U.S. District Court Judge David O. Carter initially sided with the city in October – effectively shelving the contract with the Salvation Army – only to reverse his stance later that same month, while the Salvation Army had pulled out.

Meanwhile, the wet and cold storms kept rolling in – bringing out other types of mobile care.

Mobile Medics Prevent ‘Real Problems’

Families Together of Orange County, a nonprofit community health center, has been using mobile medical clinics for people on the street and in shelters for the past five years.

Every month they visit 15 shelters in the county and last year they had about 15,000 visits, according to Parsia Jahanbani, the mobile operations manager for the health center

In a Monday interview, Jahanbani said there are people that, no matter what, can’t make it to a doctor’s office.

“All we do is try to eliminate these barriers from people and make genuine quality health care available to them. We’re able to pretty much do everything that we do at the office,” he said.

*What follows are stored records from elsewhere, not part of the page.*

PR #2458, opened 2023-03-21
fix: Erroneous number of search results when using advanced people search - EXO-63148 - Meeds-io/meeds#818

akhanfir:
Prior to this change, when go to People page and make an advanced search on a field and confirm, The number of results displayed on the top of the page is less than the real number of cards displayed by 1 card. This problem occurs when the current user is not included in this list. To fix that, it is necessary to calculate the correct size of the list of people in backend by adding the current user in excludedIdentityList of filter.
After this changes, the number of results displayed is the size of the list of all the people who are involved in this search except the current user who should not be applied in this search.

### DIFF
--- a/component/service/src/main/java/org/exoplatform/social/rest/api/UserRestResources.java
+++ b/component/service/src/main/java/org/exoplatform/social/rest/api/UserRestResources.java
@@ -49,7 +49,8 @@ public interface UserRestResources extends SocialRest {
                                     @QueryParam("offset") int offset,
                                     @QueryParam("limit") int limit,
                                     @QueryParam("returnSize") boolean returnSize,
-                                    @QueryParam("expand") String expand) throws Exception;
+                                    @QueryParam("expand") String expand,
+                                    @QueryParam("excludeCurrentUser") boolean excludeCurrentUser) throws Exception;
 
   /**
    * Creates an user
--- a/component/service/src/main/java/org/exoplatform/social/rest/impl/user/UserRestResourcesV1.java
+++ b/component/service/src/main/java/org/exoplatform/social/rest/impl/user/UserRestResourcesV1.java
@@ -263,7 +263,8 @@ public class UserRestResourcesV1 implements UserRestResources, Startable {
           description = "Using the query param \"q\" to filter the target users, ex: \"q=jo*\" returns all the users beginning by \"jo\"."
                 + "Using the query param \"status\" to filter the target users, ex: \"status=online*\" returns the visible online users."
                 + "Using the query params \"status\" and \"spaceId\" together to filter the target users, ex: \"status=online*\" and \"spaceId=1*\" returns the visible online users who are member of space with id=1."
-                + "The params \"status\" and \"spaceId\" cannot be used with \"q\" param since it will falsify the \"limit\" param which is 20 by default. If these 3 parameters are used together, the parameter \"q\" will be ignored")
+                + "The params \"status\" and \"spaceId\" cannot be used with \"q\" param since it will falsify the \"limit\" param which is 20 by default. If these 3 parameters are used together, the parameter \"q\" will be ignored,"
+                + "the current user \"excludeCurrentUser\" will be excluded")
   @ApiResponses(value = {
     @ApiResponse(responseCode = "200", description = "Request fulfilled"),
     @ApiResponse (responseCode = "404", description = "Resource not found"),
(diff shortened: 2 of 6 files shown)


component/service/src/main/java/org/exoplatform/social/rest/impl/user/UserRestResourcesV1.java
```diff
@@ -454,6 +454,11 @@ public Response getUsersOrConnectionsByAdvancedFilter(@Context UriInfo uriInfo,
           filter.setUserType(userType);
         }
       }
+      if (settings != null) {
+        List<Identity> excludedIdentityList = new ArrayList();
+        excludedIdentityList.add(target);
+        filter.setExcludedIdentityList(excludedIdentityList);
```
ahamdi: Could this be improved like this, WDYT?
```suggestion
        filter.setExcludedIdentityList(Collections.singletonList(target));
```

rdenarie (changes requested):
Can you rebase the PR and fix conflict

component/service/src/main/java/org/exoplatform/social/rest/impl/user/UserRestResourcesV1.java
```diff
@@ -315,9 +315,13 @@ public Response getUsers(@Context UriInfo uriInfo,
...
       }
     } else {
+      Identity target = identityManager.getOrCreateIdentity(OrganizationIdentityProvider.NAME, userId);
       ProfileFilter filter = new ProfileFilter();
       filter.setName(q == null || q.isEmpty() ? "" : q);
       filter.setEnabled(!isDisabled);
+      if (target != null && filter.getName().equals(q)) {
+        filter.setExcludedIdentityList(Collections.singletonList(target));
+      }
       if (!isDisabled) {
```
rdenarie: @ahamdi The getUsers function (and the restService in general) provide the list of users which match all parameters. There is no information about excluding the current user.
I'm afraid that excluding the current user in the rest service can lead to problems in other parts of the platform, where the current user is needed.

If this task is too complex to fix, we can postpone it to 6.4.1.

I think we should take reflexion time here

rdenarie (changes requested):

component/service/src/main/java/org/exoplatform/social/rest/impl/user/UserRestResourcesV1.java
ahamdi: @rdenarie ok I see the point
we can add a new optional parameter to filter or not the connected user WDYT ?

rdenarie: Yes I think it is the better solution.
But is it possible for 6.4.0 ? or is it safer to do it properly in 6.4.1 ?

ahamdi: @rdenarie Yes very possible for 6.4.0

rdenarie: ok, so go with a new parameter in the function. 

I keep the possibility to push back in 6.4.1 if not fully finished at the end of the week

exo-swf:

component/service/src/main/java/org/exoplatform/social/rest/api/UserRestResources.java
```diff
@@ -49,7 +49,8 @@ public abstract Response getUsers(@Context UriInfo uriInfo,
                                     @QueryParam("offset") int offset,
                                     @QueryParam("limit") int limit,
                                     @QueryParam("returnSize") boolean returnSize,
-                                    @QueryParam("expand") String expand) throws Exception;
+                                    @QueryParam("expand") String expand,
+                                    @QueryParam("excludedIdentity") boolean excludedIdentity) throws Exception;
```
rdenarie:
```suggestion
                                    @QueryParam("excludeCurrentUser") boolean excludeCurrentUser) throws Exception;
```

rdenarie (changes requested):

rdenarie (dismissed):

rdenarie:
@akhanfir there is a build problem. Can you check ? 
I think there is a comment to update in PeopleRestService

rdenarie (approved):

Jahanbani said that when the pandemic hit, the focus of the mobile units shifted to COVID testing and later vaccinations.

He adds they are now waiting for the arrival of a new van they intend to use for street medicine and behavioral health.

In a Tuesday follow up interview, Jahanbani said with the weather they’ll be visiting emergency shelters testing people for COVID and offering medical help.

He also said teams will be headed to local parks and encampments Wednesday to provide people with medical attention and prescribe medicine if needed.

“We have some ponchos on hand to give out. We have some socks because believe it or not, that’s the number one item that people request,” Jahanbani said

He said while the current weather is not cold enough for hypothermia, homeless people are vulnerable to catching colds or the flu and don’t have the resources to take care of themselves.

“One of the bigger things that we see is their clothes get wet and if they have any prior wounds on their body their clothes get stuck to their wounds and they start bleeding and getting infections and then they’re more prone to having real problems,” Jahanbani said.